Nature Always Wins (Maximo Park) – music review

British trio Maxïmo Park combine the big guitars of modern rock acts with the catchy electro-pop melodicism of 80’s new wave on their solid seventh full-length album, Nature Always Wins. With the departure of long-time keyboard player Lukas Wooller, the remaining trio of players have regrouped to create a record that showcases their strengths at creating accessible, yet durable pop songs. Together with producer Ben Allen (Kaiser Chiefs, Belle and Sebastian, Deerhunter), vocalist Paul Smith, guitarist Duncan Lloyd, and drummer Tom English have tapped early influences while imagining a bold, energetic pop sound that suggests a vibrant future.

Duncan’s crunchy power chords define the territory of opener “Partly of My Making,” “Placeholder,” and “Ardour,” while ringing out on post-punk rants like “I Don’t Know What I’m Doing” and “The Acid Remark.” While “Meeting Up” feels like a nod to early Depeche Mode, the band’s singles “All of Me” and “Baby Sleep” offer up the kind of anthemic sing-along pop hooks that insure folk won’t leave their shows with the songs of a different band echoing in their ears. Smith’s vocals float high in the mix, almost inviting that we sing along on the choruses, while English brings a calculable level of personal punch to his underlying rhythms so that you’d never mistake his deep danceable grooves as the work of a computer program. In music that can easily feel like cold, android formulas, Maxïmo Park breathes an obvious humanity into their finely crafted productions.

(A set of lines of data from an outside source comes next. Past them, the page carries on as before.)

PR #230, opened 2020-08-17
Test errors for incorrectly crafted translation requests

instantiator:
* Adds a number of additional tests to `SuccessMatchAcceptanceTest` for errors that `translate-response` can generate.
* Adds some assertions to `AuthnRequestAcceptanceTest` to illustrate that the `requestId` is always generated.

### DIFF
--- a/src/acceptance-test/java/uk/gov/ida/verifyserviceprovider/SuccessMatchAcceptanceTest.java
+++ b/src/acceptance-test/java/uk/gov/ida/verifyserviceprovider/SuccessMatchAcceptanceTest.java
@@ -180,7 +180,7 @@ public class SuccessMatchAcceptanceTest {
     public void shouldReturnAnErrorWhenNullRequestIdIsProvided() {
         RequestResponseBody requestResponseBody = generateRequestService.generateAuthnRequest(application.getLocalPort());
 
-        Map<String, String> translateResponseRequestData = new HashMap<>(); // not a lot of map implementations allow nulls
+        Map<String, String> translateResponseRequestData = new HashMap<>();
         translateResponseRequestData.put(
             "samlResponse", complianceTool.createResponseFor(requestResponseBody.getSamlRequest(), BASIC_SUCCESSFUL_MATCH_WITH_LOA2_ID));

While earlier works were more obviously political, here Smith is singing about his own morality and declining “luminosity,” while coming to terms with the limits of bringing his first child into the world during a pandemic. But if he’s complaining about a decline in energy, it’s not a factor in Maxïmo Park’s bold musical output here, two decades into their career. Nature Always Wins finds the band overcoming obstacles to put forward the best possible expression of their musical strengths, the result is both engaging and compelling.